PR #589, opened 2015-12-22
Added listen and bindsh shellcode for Linux i386

RobertLarsen:
As the title says.

Supports both IPv4 and IPv6.

### DIFF
--- a/pwnlib/shellcraft/templates/i386/linux/bindsh.asm
+++ b/pwnlib/shellcraft/templates/i386/linux/bindsh.asm
@@ -1,0 +1,10 @@
+<% from pwnlib.shellcraft.i386.linux import listen, dupsh%>
+<%page args="port, network='ipv4'"/>
+<%docstring>
+    bindsh(port,network)
+
+    Listens on a TCP port and spawns a shell for the first to connect.
+    Port is the TCP port to listen on, network is either 'ipv4' or 'ipv6'.
+</%docstring>
+${listen(port, network)}
+${dupsh('eax')}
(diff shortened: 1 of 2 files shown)


zachriggle:
Does this differ from the current accept shell code?

RobertLarsen:
Do you mean the acceptloop_ipv4.asm?

Mine supports both ipv4 and ipv6 and it works the same way as listen/bindsh for amd64/thumb/mips.
acceptloop_ipv4 loops and forks, listen() for all other archs. simply binds, listens and accepts.

I'm thinking that we should have the same standard shellcodes for all archs implemented in the same way:
* sh
* connectsh
* bindsh
* findpeersh
* readfile
* stager

bindsh for i386 was the only one missing

Idolf:
@RobertLarsen: This no longer merges. Is it still relevant after #636? If so, could you rebase it?

RobertLarsen:
Well, I still feel as above...that certain shellcodes should work the same for all archs.

This PR does not merge, because a 'listen.asm' file already exists. It simply invokes a 'listen' syscall, while the 'listen.asm' for other archs create a socket (IPv4 or IPv6 depending on whatever you want), binds it, listens and accepts.

Imho my listen.asm is the correct one, since the amd64 and thumb versions do the same. What do you guys think?

zachriggle:
Im in the process of moving all syscall templates into a sub directory.
This makes it easy to enumerate non-syscall shellcode and means we can have
effective duplicates while scoping provides disasmbiguation.

RobertLarsen:
Excellent news Zach. I'll rebase this PR when you're done.

zachriggle:
Looks like this isn't even passing now :-S

Idolf:
@RobertLarsen has said that he wanted to redo this PRs from his own fork (after I pushed him a bit). Closing and deleting the branch (after having asked him first).

PR #601, opened 2016-03-14
Bugfix: `pwnlib.memleak.MemLeak`

br0ns:
`pwnlib.memleak.MemLeak` would return wrong addresses when searching backwards if a leak failed.  Several new doctests has been added as well.

### DIFF
--- a/pwnlib/memleak.py
+++ b/pwnlib/memleak.py
@@ -213,6 +213,20 @@ class MemLeak(object):
             out += b
         return out
 
+    def __getitem__(self, key):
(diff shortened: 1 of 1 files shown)


zachriggle:
Here's a simpler fix, looks like we were just missing a `+1`.

https://github.com/binjitsu/binjitsu/commit/0ce1ebbd81aeec609a1f68920f191fc97daa722d

br0ns:
The diff may be smaller, but the code is still more complicated.

PR #604, opened 2016-03-23
Remove unused statement in context.arch

peter50216:
The code does not work as what the comment says at all, unless you write:
```ruby
context.arch='amd64!"#$%&\'()*+,-./:;<=>?@[\\]^_`{|}~'
```
Since it never works as intended, seems to be safe to just remove this behavior.

### DIFF
--- a/pwnlib/context/__init__.py
+++ b/pwnlib/context/__init__.py
@@ -566,9 +566,8 @@ class ContextType(object):
             True
         """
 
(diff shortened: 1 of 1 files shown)


zachriggle:
Cherry-picked to binjitsu/binjitsu@6f74c7f

zachriggle:
Cherry picked to binjitsu/binjitsu@9942ae1

PR #605, opened 2016-03-23
Don't depend on python dict.item() order.

peter50216:
The order of dict.items() is unspecified, and we should not depend on it.


zachriggle:
Cherry-picked to binjitsu/binjitsu@6f74c7f

PR #2214, opened 2023-07-06
Fix bug at ssh.py:get() with relative path

goreil:
This fixes a bug in `ssh.py` that previously prevented downloading a file from a relative path.

Previously the following snippet resulted in an error:
```py
s = ssh("exploitme.example.com")
s.get("somefile")
```
`TypeError:** Can't mix strings and bytes in path components`

Since the `get` function casts the remote variable to bytes, but the `self.cwd` is always `str`, this function failed no matter whether `bytes` or `str` was provided.

This fixes the bug in `ssh.py:download_file` by casting both parts of the join to `bytes`

### DIFF
--- a/CHANGELOG.md
+++ b/CHANGELOG.md
@@ -84,7 +84,13 @@ The table below shows which release corresponds to each branch, and what date th
 [2186]: https://github.com/Gallopsled/pwntools/pull/2186
 [2129]: https://github.com/Gallopsled/pwntools/pull/2129
 
-## 4.10.0 (`stable`)
+## 4.10.1 (`stable`)
+
+- [#2214][2214] Fix bug at ssh.py:`download` and `download_file` with relative paths
+
+[2214]: https://github.com/Gallopsled/pwntools/pull/2214
+
+## 4.10.0
 
 In memoriam — [Zach Riggle][zach] — long time contributor and maintainer of Pwntools.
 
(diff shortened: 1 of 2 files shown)


peace-maker:
Nice, thank you! Would you mind adding a test for this please? We're using doctests, so adding an `Examples` section to the method documentation in the code similar to the `download_data` function above this one should do.

It looks like the `download_data` function would need the same treatment - which makes me wonder if we even need to join the remote path with `cwd`? It is the cwd after all and relative paths should just be relative to that already. Maybe the correct fix would be to just remove the `os.path.join(self.cwd, remote)`. Still, tests would be great to make sure this works in the future!

peace-maker:
Maybe still create the file in `/tmp` but do `s.cwd = '/tmp'` before downloading to fix the test? In the [test environment](https://github.com/Gallopsled/pwntools/blob/5f15b53ee6366d5d0a5441947433ee35cf9da5fb/travis/ssh_setup.sh#L52-L56) "example.pwnme" points to localhost, that's how the other tests work, but the cwd of the test user might be different to where the tests are run from.

goreil:
I see, thanks for the info! Hopefully this passes the checks now.

Arusekk:
FWIW if you do not want to waste your time waiting for the automated CI checks, you can run the tests locally with:
```sh
$ python -m sphinx -b doctest docs/source docs/build/doctest docs/source/tubes/ssh.rst
```
(this requires some setup described in TESTING.md, though)

I think we should one day rework the testing to make it easier and more reliable for the contributors.

peace-maker (approved):

PR #2216, opened 2023-07-08
gdb.debug() now respects the exe parameter for local debugging (#1273)

goreil:
This addresses #1273 , where `gdb.debug()` now respects the exe parameter for local debugging.

This feature currently only works for context.native, i.e for LOCAL debugging on 'i386' or 'amd64'

## Implementation Challenges and solution:
1. `gdbserver` has no immediate support for manipulating argv[0]
    * Use the `--wrapper` flag, to execve the binary
    * Note that it must be an execve and not an fork+execve, since otherwise gdbserver doesn't attach
2. In python3 `os.execve` doesn't allow empty argv[0].
    * Use `ctypes` to effectively call the execve function from Libc via python
    * `_generate_execve_script` generates this script and stores in a temp file
    * `gdbserver --wrapper python script.py -- dummy` to call it

## Notes for making it possible on ssh and android
Currently, it relies on storing a tempory script and executing it. 
This could either be addressed by storing the temporary script on remote, or calling the script with `python -c <script>`

### DIFF
--- a/pwnlib/gdb.py
+++ b/pwnlib/gdb.py
@@ -363,7 +363,7 @@ def _get_runner(ssh=None):
     else:                          return tubes.process.process
 
 @LocalContext
-def debug(args, gdbscript=None, exe=None, ssh=None, env=None, sysroot=None, api=False, **kwargs):
+def debug(args, gdbscript=None, exe=None, ssh=None, env=None, sysroot=None, api=False, force_args=False, **kwargs):
     r"""
     Launch a GDB server with the specified command line,
     and launches GDB to attach to it.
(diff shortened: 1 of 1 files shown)


goreil:
This might not work on `python2`. The created execve script, relies on `bytes`.

An alternative would be to create an `ELF` using `asm(shellcraft.execve())` and use `gdbserver --wrapper ELF -- dummy`

This would feel really wild though and I'm not sure, I we want base our code on that.

goreil:
That's the whole reason to put it into the `dev` branch, since at this point it's basically a new feature that needs to be tested.

goreil:
Nevermind, I see how `ssh.py` is doing it and I think I'll try to make it work like that.

Issue #2217, opened 2023-07-08
ssh.process -- Cannot provide empty argv


goreil:
The following code fails:
```python
from pwn import *
s = ssh("bandit0", "bandit.labs.overthewire.org", 2220, "bandit0")
io = s.process([""], executable="/bin/sh")
io.interactive()
```
```
Traceback (most recent call last):
  File "<string>", line 110, in <module>
ValueError: execve: argv first element cannot be empty
```
We expect to open the process, but instead we get an error.

## Debugging
The culprit is `ssh.py:1034`
```
os.execve(exe, argv, env)
```

`os.execve` disallows empty argv[0]. 

## Proposed solution
Instead of using `os.execve`, we can use `ctypes` to call the `execve` function from libc. Below is a POC to call execve in python2 (python3 works the same but strings need to be replaced with bytes)

```python
import ctypes
# All strings need to be replaced to bytes in python3
exe = "/bin/sh"
argv = []
envp = {"A":"A"}

def get_string_list(string_list):
    #Transform a list of bytes into a ctypes array of char pointers
    char_p_array = (ctypes.c_char_p * len(string_list))()
    for i, string in enumerate(string_list):
        char_p_array[i] = ctypes.c_char_p(string)

    return char_p_array

# Transform envp from dict to list
envp = [k + "=" + v for k,v in envp.items()]

c_exe = ctypes.c_char_p(exe)
c_argv = get_string_list(argv)
c_envp = get_string_list(envp)

# Call execve
libc = ctypes.CDLL(None)
libc.execve(c_exe, c_argv, c_envp)
```

PR #2225, opened 2023-07-10
Fix bug at ssh.py:process() - empty argv[0] Error (#2217)

goreil:
This addresses #2217 , a bug which disallowed us to use `ssh.py:process()` with an empty argv[0]

# Bug description
`ssh.py.process()` uses a python script to call `os.execve` to create a new process. `os.execve` disallows an empty argv.

# Fix
 This commit replaces `os.execve` with  `ctypes.CDLL(None).execve` to call the C-Library function directly which allows an empty argv.


goreil:
Does that fit into stable? Technically it's a bugfix, but I guess we are using some wild `ctypes` magic here, so testing on `dev` might make sense? Passes all the tests though.

peace-maker:
Yes, putting this into `dev` is safer.

peace-maker:
Are there any important additional steps done by [`os.execve`](https://github.com/python/cpython/blob/025995feadaeebeef5d808f2564f0fd65b704ea5/Modules/posixmodule.c#L6628) for the process, we should consider? We're not going to run audit events [as documented](https://docs.python.org/3/library/os.html#os.execve), which I think is fine for exploit scripts I guess.

It verifies the types of the arguments and [sanity checks](https://github.com/python/cpython/blob/025995feadaeebeef5d808f2564f0fd65b704ea5/Modules/posixmodule.c#L6476) the environment variables names to not contain `=`, which seems useful.

This needs a revisit once we support other SSH targets than unix.

goreil:
Really interesting to see these audit events! We are already doing 
```python
ssh.py:905        argv, env = misc.normalize_argv_env(argv, env, self)
```
to sanitize `argv` and `env`. 
Theses audit events are also the cause of our issue of empty argv[0] ([Relevant Line](https://github.com/python/cpython/blob/025995feadaeebeef5d808f2564f0fd65b704ea5/Modules/posixmodule.c#L6653C1-L6653C77))

Environment variables are actually allowed to contain `=`:

image

goreil:
Most recent commit:
Changed pull request to `dev` branch and added an `OSError` with the relevant error message that should be helpful for future debugging.

goreil:
> coverage/coveralls — Coverage decreased (-5.3%) to 68.198% 

How am I to interpret the failed Coverage Test? I'm really not sure how my commits reduced coverage e.g. for the alphanumeric encoder in arm.
image

goreil:
Failed Coverage Test potentially an issue due to changing target branches. Trying again with new pull request.

peace-maker:
You can ignore the coveralls output, it needs some love to be useful.

PR #2227, opened 2023-07-12
Bugfix gdb.debug: exe parameter now respected

goreil:
This commit now properly supports the exe parameter in `pwnlib/gdb.py:debug()`, allowing a different argv[0] than the executable. (See Issue #1273 )

It achieves this by leveraging the gdbsever`--wrapper` argument with a python script that calls execve with the specified args.
For remote connections `ssh.process(run=False)` already creates a python script that we can use.

## Details
1. We create a python script, that calls execve with our arguments
`/tmp/pwn-XXXXXX.py`
```python
#!<local python version>
import ctypes
...
ctypes.CDLL(None).execve(exe, argv, env)
```

2. `gdbserver` has no native support for `argv[0]`

Therefore we leverage the `--wrapper` flag, which allows us to execute an arbitrary command. `gdbserver` will attach to the first unforked `execve` system call.

The command will then be
`gdbserver --wrapper /tmp/pwn-XXXXXX.py -- <other gdbserver args>`


goreil:
How does a `libcdb.rst` test fail? I only changed `ssh.py` and `gdb.py` and `Changelog.md`

```
Document: libcdb
----------------
File "libcdb.rst", line ?, in default
Failed example:
    'main_arena' in ELF(filename).symbols
Expected:
    True
Got:
    False
```

peace-maker:
The libcdb tests are flakey since they rely on external services unfortunately. You can ignore them.

goreil:
There is an argument to be made to rename `exe` to `executable`, since that is the name of the parameter in `tubes.process` or `ssh.process`.

But since that might break something I recon we do that in a seperate Pull request.

goreil:
Closing and opening new pull request, since coveralls seems broken when changing target branch.

peace-maker:
We don't look at coveralls output right now, so no need to worry about it.

Issue #1411, opened 2020-01-17
serialtube misbehaves when opening the serial port fails


krzys-h:
Hi! I noticed two minor bugs with how failure to open serialtube() is handled:
1. The exception thrown is `serial.serialutil.SerialException` rather than `PwnlibException` (which is the one thrown by all other tubes when opening fails)
2. After the program exits, another error is thrown in automatically called close() which is caused by earlier unsuccessful initialization

Here is a small test case (make sure the port is actually busy before running this):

[Task details] Determine the number of lines in the records that contain the word "checks", and provide that number alone.

[Written solution] 3